- Work order: For each line in the data that includes "with", make a copy.

(Dataset items)
- Opening Delimiter -

PR #2623, opened 2020-07-01
(kotlin) remove very old keywords and update example code

kageru:
These aren’t valid Kotlin keywords and just cause issues with autodetection
because Scala, which is syntactically quite similar to kotlin, actually has a `trait` keyword.
It even says `// to be deleted soon`, whenever soon is, so I decided to do it now.

Also replace `trait` in the example
(which would no longer be highlighted)
and format the code according to the Kotlin coding conventions.

### DIFF
--- a/CHANGES.md
+++ b/CHANGES.md
@@ -7,9 +7,11 @@ New themes:
 Language Improvements:
 
 - enh(matlab) Add new R2019b `arguments` keyword and fix `enumeration` keyword (#2619) [Andrew Janke][]
+- fix(kotlin) Remove very old keywords and update example code (#2623) [kageru][]
 
 [Andrew Janke]: https://github.com/apjanke
 [Samia Ali]: https://github.com/samiaab1990
+[kageru]: https://github.com/kageru
 
 
 ## Version 10.1.1
--- a/src/languages/kotlin.js
+++ b/src/languages/kotlin.js
@@ -14,9 +14,7 @@ export default function(hljs) {
       'crossinline dynamic final enum if else do while for when throw try catch finally ' +
       'import package is in fun override companion reified inline lateinit init ' +
       'interface annotation data sealed internal infix operator out by constructor super ' +
-      'tailrec where const inner suspend typealias external expect actual ' +
-      // to be deleted soon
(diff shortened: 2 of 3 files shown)


yyyc514:
Your removing 5 different keywords here, not just trait. Do you know when they were they removed from the Kotlin language?  We don't have a specific policy on handling deprecations like this but in general if code still exists using these things we'd like to still be highlighting them - so we've never been in a hurry to remove older keywords.

Auto-detect is always problematic and not a justification in and of itself for removing older keywords.

kageru:
As far as I know, none of these were ever valid keywords. I don’t know why they’re in the syntax definition to begin with.
`trait` is a keyword from Scala, and the other four are Java keywords.

They’re nowhere to be found in the [list of keywords in the Kotlin language documentation](https://kotlinlang.org/docs/reference/keyword-reference.html).

yyyc514:
> https://stackoverflow.com/questions/46757825/does-kotlin-have-a-trait-type

Trait most definitely was.  Though I'm happy to say 5 years was "some time ago though"... I wonder about the other keywords.    Would be nice to have a Kotlin person weigh in on this.

If the problem that let you here is truly just relevancy though how about updating the comment to "old syntax" and simply making them all 0 relevancy?  Are they harming current highlighting of Kotlin code?

yyyc514:
Ok let me review this again.  I think we can put some weigh into Sanni's comment 4 years ago: "delete soon". https://github.com/highlightjs/highlight.js/commit/af601cb4ca53fdbf6cd8f33f9ea9603581691113

kageru:
I don’t think they harm anything. The reason I removed them was because I saw the example on the hljs website using `trait`. We can keep the wrong keywords, but then I’d at least change the example to avoid future confusion.

yyyc514:
Can you please also add an entry to CHANGES.md?

kageru:
I’ll do that.

yyyc514:
> The reason I removed them was because I saw the example on the hljs website using trait. 

Ah I forget we use the detect samples as sample code for the website.

yyyc514:
@kageru Thanks for spotting!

- Closing Delimiter -

- Exercise result:
These aren’t valid Kotlin keywords and just cause issues with autodetection
As far as I know, none of these were ever valid keywords. I don’t know why they’re in the syntax definition to begin with.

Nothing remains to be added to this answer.